Research has found that social-media platforms only remove 20% of all antisemitic content on their sites. CyberWell data shows that platforms police Holocaust-denial content more aggressively than other forms of antisemitism, resulting in a removal rate of 36%, but only in English. In Arabic, the rate plummets to 10%.

“These findings fit with what we’ve learned in studying how social-media companies respond to hate speech: Platforms will only devote resources to keeping users safe if enough people report problems, which puts Jews at a disadvantage,” said CyberWell founder and CEO Tal-Or Cohen. “Jews already make up less than a quarter of 1 percent of the global population, but fewer still are active on Arabic social media, which is home to a disproportionate amount of antisemitic content.”

The International Holocaust Remembrance Alliance (IHRA) definition of antisemitism, which CyberWell uses to classify antisemitic content, describes 11 main categories of antisemitism, two of which deal directly with the Holocaust.

  • Denying the fact, scope, mechanisms or intentionality of the genocide of the Jewish people at the hands of National Socialist Germany and its supporters and accomplices during World War II.
  • Accusing the Jews as a people, or Israel as a state, of inventing or exaggerating the Holocaust.

Many social-media platforms have taken significant steps to limit such content; neither Facebook nor TikTok will return results for the query “Holohoax,” and searching for that term on Facebook will produce a link to Holocaust information provided by the World Jewish Congress (WJC).

That picture changes in Arabic, however; the WJC link is not provided to those searching for Holocaust denial.
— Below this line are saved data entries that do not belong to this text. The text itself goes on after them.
PR #40, opened 2026-07-26
fix(a11y): real navigation, table, and page structure for assistive technology

pjdoland:
Hey team. This is the next installment in the accessibility series that started with #34. Like the earlier PRs, it's about structure, not looks: nothing here should look any different to a sighted user. If you spot a pixel out of place, that's a bug, please flag it.

## The why, in plain terms

Sighted users navigate a page by its visual layout: a sidebar on the left, section headings in bold, a table row lining up under its column header. Screen reader users get none of that for free. They rely on the page's underlying HTML to tell them "this is navigation," "this is a heading," "this cell belongs to this row and this column." When that structure is missing, the page still *looks* fine, but it becomes a maze for anyone not looking at it.

Two concrete examples from this codebase before this PR:

- The docs sidebar (all 20 pages) was just a box of links with no `<nav>` element and no lists. A screen reader announced it as generic "complementary" content, the same way it would announce a random sidebar ad. There was no way to jump straight to it, and the "Getting started / Learn / Reference / More" grouping you can see at a glance was invisible.
- The capability matrix on the Compare page, the flag tables in the CLI reference, and every table our Python modules generate (session reports, the gateway dashboard, the savings ledger) marked every cell as generic data. A screen reader landing on a checkmark in the "rtk" column had no idea it was answering "does rtk support per-step certificates" versus any other row. It just said "checkmark."

This PR fixes both of those, plus a few smaller structural gaps in the same family: two pages had heading levels that jumped from h2 straight to h4 (screen readers use headings the way sighted users use font size to skim a page), the landing page had no `<main>` landmark for "skip to the content," and the live savings dashboard (`webdash.py`) had no heading at all and no link between a metric's number and its label.

## What changed

1. **Docs sidebar** (all 20 pages that have it): the `<aside class="sidebar" id="sidebar">` wrapper is untouched (the mobile toggle and shared CSS depend on that exact id and class), but its contents are now `<nav aria-label="Documentation">` with real `<ul>`/`<li>` lists, and the section labels ("Getting started," "Learn," etc.) are headings instead of styled divs. The active page's link gets `aria-current="page"`.
2. **Table headers**: every matrix-style table (Compare's two comparison tables, the landing page's capabilities table, Benchmark's three standings tables, and all 25 flag-reference tables in the CLI docs) now marks its row label as `<th scope="row">` and its column headers as `<th scope="col">`. A small CSS rule makes sure the row-header cell still looks exactly like the plain cell it replaced, not like a bold little column heading.
3. **Generated report tables** (`dissect.py`, `gateway.py`, `telemetry.py`, `benchmark.py`, `ledger.py`): every table gets `scope="col"` headers and a short caption naming the table (visually hidden, since a visible one would change the design). The gateway dashboard's TOTAL row moves from a bold row in the middle of the data into a proper `<tfoot>` with `th scope="row"`.
4. **Heading levels**: `deploy-security.html`, `techniques.html`, and the landing page had teaser cards using `<h4>` directly under an `<h2>`, skipping `<h3>` entirely. Promoted to `<h3>` with a matching CSS rule so they render identically.
5. **Landmarks**: the landing page's main content is now wrapped in `<main>`, matching every other docs page.
6. **webdash.py**: the page label is now a real `<h1>`, the card is wrapped in `<main>`, and each metric tile's value is linked to its label with `aria-labelledby`.

## Zero visual changes

This is the part I want to be most upfront about, since it's easy to say and harder to prove. For every markup change here, I added or adjusted CSS so nothing shifts: the sidebar's link groups are `list-style: none` with the same padding and margins as before, promoted headings get font-family/size/weight overrides so they render identically to the old tags, and the new table row-headers get their column-header styling stripped back down to plain-cell styling. I checked this in a real browser (screenshots, computed styles at both desktop and mobile widths) rather than just eyeballing the diff, and I caught and fixed one real bug in the process: my first pass hardcoded a font size on the new row-header cells that didn't track the mobile breakpoint's smaller table font, which would have made row labels look slightly larger than the data next to them on narrow screens. Fixed before landing.

One small, known side effect: promoting those teaser-card headings to real `<h3>` means the shared "on this page" table-of-contents script now picks them up (it only scans `h2`/`h3`), so on `deploy-security.html` the TOC gets a duplicate "Local dev sidecar" entry (the teaser card and the full section below share that title). This is a pre-existing site-wide issue with duplicate heading IDs (the TOC script doesn't de-duplicate slugs yet, cli.html already has this same problem with 24 "Flags" headings): not something this PR introduces, but worth knowing it now touches one more page. (#35 in this series fixes the underlying slug de-duplication, so once both land, the two entries at least get unique ids and correct scroll targets.)

## Gates

- **Lint** (`uvx ruff check distil tests`): 428 errors both before and after this branch. All pre-existing; nothing new. I ran `ruff check` on every Python file I touched individually and confirmed the count matches its own baseline.
- **Tests** (`uv run pytest -q`): 1844 passed, 3 skipped, both before my changes and after. No test assertions on table markup existed to update; I grepped `tests/` for `th`, `caption`, and `scope=` first to confirm.
- **Browser verification**: held the shared Playwright lock, served my worktree's `docs/` on port 8648, and checked: sidebar renders pixel-identical (screenshot + computed styles for list-style, margins, font-family, the accent-bar pseudo-element), the `nav` landmark and `aria-current="page"` are present in the accessibility tree, the mobile sidebar toggle still opens/closes correctly, `compare.html`'s row headers announce as `rowheader`/`columnheader` in the accessibility tree, `index.html` renders unchanged with its new `main` and `thead`, and the tier-card promotions on three pages render with identical font metrics. For the Python templates, rendered all five modules with real fixture data to files and confirmed captions, `scope`, and the gateway `tfoot` are all present and correctly structured.
- **Deviations**: none from the assigned findings. Two things worth flagging for the reviewer: the row-header font-size bug mentioned above (fixed), and the duplicate-TOC-entry side effect (pre-existing, unfixed, out of this PR's scope).

Branch: `fix/a11y-semantics`. Four commits, one per logical group of findings.

### DIFF
--- a/distil/benchmark.py
+++ b/distil/benchmark.py
@@ -432,13 +432,18 @@ th,td{{padding:10px 13px;border-bottom:1px solid #1b2030;text-align:left}}
 th{{color:#5b6177;font-size:11px;text-transform:uppercase;letter-spacing:.07em}}
 td.r{{text-align:right;font-variant-numeric:tabular-nums}} td.d{{color:#9aa1b3}}
 .foot{{color:#5b6177;font-size:12.5px;margin-top:20px}}
+caption.sr-only{{position:absolute;width:1px;height:1px;padding:0;margin:-1px;overflow:hidden;
+ clip:rect(0,0,0,0);white-space:nowrap;border:0}}
 </style></head><body><div class="wrap">
 <h1>Compression <span class="g">benchmark</span></h1>
 <p class="sub">model {report.model} · runner {report.runner} · every technique through the same
 decision-equivalence + non-inferiority gate and cache-aware cost model.</p>
-<table><thead><tr><th>technique</th><th>family</th><th style="text-align:right">tok save</th>
-<th style="text-align:right">$ save</th><th style="text-align:right">equiv</th><th>verdict</th>
-<th>fidelity</th></tr></thead><tbody>{body}</tbody></table>
+<table><caption class="sr-only">Compression technique standings</caption>
+<thead><tr><th scope="col">technique</th><th scope="col">family</th>
+<th scope="col" style="text-align:right">tok save</th>
+<th scope="col" style="text-align:right">$ save</th>
+<th scope="col" style="text-align:right">equiv</th><th scope="col">verdict</th>
+<th scope="col">fidelity</th></tr></thead><tbody>{body}</tbody></table>
 <p class="foot">{verdict} Raw token savings that fail the gate are disqualified — savings that
 change the answer aren't savings. Reproduce offline: <code>distil benchmark</code>; verify a real
 tool: <code>distil benchmark --external module:function</code>.</p>
--- a/distil/dissect.py
+++ b/distil/dissect.py
@@ -1212,8 +1212,11 @@ def _timeline_table(requests: list[dict[str, Any]]) -> str:
     )
     return (
         "<details><summary class='muted'>data table</summary>"
-        "<table><tr><th>#</th><th>model</th><th>overhead</th><th>sent</th>"
-        f"<th>saved</th><th>billed in</th><th>ms</th></tr>{rows}</table></details>"
+        "<table><caption class='sr-only'>Per-request token timeline</caption>"
+        "<tr><th scope='col'>#</th><th scope='col'>model</th><th scope='col'>overhead</th>"
+        "<th scope='col'>sent</th>"
+        f"<th scope='col'>saved</th><th scope='col'>billed in</th><th scope='col'>ms</th></tr>"
+        f"{rows}</table></details>"
     )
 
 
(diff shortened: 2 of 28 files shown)


dshakes:
Merged — shipping in 1.33.0. The largest one in the series, and the one I spent the most time on.

The sidebar restructure is right: `<nav aria-label>`, real headings, list semantics, `aria-current="page"`. Folding the orphaned Benchmark/Compare/Adoption links into the Learn group is an improvement over what was there.

Two notes:

**`main` moved under you mid-series.** I'd added a Provider Compaction page and its nav entry across 21 pages shortly before this landed, so your nav rewrite conflicted with all of them. I re-applied that link inside your new `Learn` list and brought the new page itself up to parity — it had landed too late for #38/#40 to touch, so it was briefly the only page with no skip link, no nav landmark, and a dead inline `toggleSidebar`.

**One regression, now fixed.** Moving the TOC into `main.content` is correct for reading order — the nav landmark should precede the headings it indexes. But `.content` animates with `rise`, whose keyframes carried `transform: translateY(8px)`, and a transformed ancestor becomes the containing block for `position: fixed` descendants. So the TOC's `right: max(24px, …)` started resolving against the 920px content column instead of the viewport and rendered on top of the body text — right edge at 1148px on a 1512px viewport, against 1488px before. Fixed by making that animation opacity-only; your DOM move stays (5cd9430).

Worth knowing for future work on this site: anything `position: fixed` inside `.content` is subject to that, which is why I left a comment on the keyframes rather than just changing them.

dshakes:
## Validation — #40

**Structure**, on the merged tree: `nav[aria-label="Documentation"]` present, **18** `li > a`, **4** `h2.sidebar-section`, `aria-current="page"` on the active entry, and **zero heading-level skips** in `main`.

**Generated reports:**

| surface | evidence |
|---|---|
| dissect portal | caption *"Recorded sessions"*, 7 `th[scope="col"]` |
| dissect report | 4 captions, 20 scoped `th` |
| gateway dashboard | caption present, 5 scoped `th`, totals in `<tfoot>` with `th[scope="row"]` = `TOTAL` |
| webdash | `<h1 class="lab">` |

**The TOC regression, measured after the fix:** `right` edge at **1488px** on a 1512px viewport — exactly `innerWidth - 24` — with the content column ending at 1172px, so a 116px gap and no overlap. `main.content` computes `transform: none`. Before the fix it measured 1148px, sitting on the prose.

Also re-applied the Provider Compaction nav entry into your new `Learn` list across 21 pages, and brought that page itself up to parity (it had landed too late for your branch to see it).

Sitewide sweep across all 22 pages: no dangling `aria-controls`/`describedby`/`labelledby`, no duplicate ids, no positive `tabindex`, no `img` missing an `alt` attribute.

---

CyberWell’s database, powered by its advanced AI-based effort to monitor social media for antisemitic content, shows that similar posts questioning or denying the Holocaust are removed in English but remain online in Arabic.

“Reprehensible content is reprehensible in all languages,” said Cohen. “Social-media platforms’ overreliance on user reports and underinvestment in combating Jew-hatred online in non-English languages has allowed blatant hate to proliferate in Arabic; by alerting them to these data insights, we hope to direct their attention toward fixing the problem.”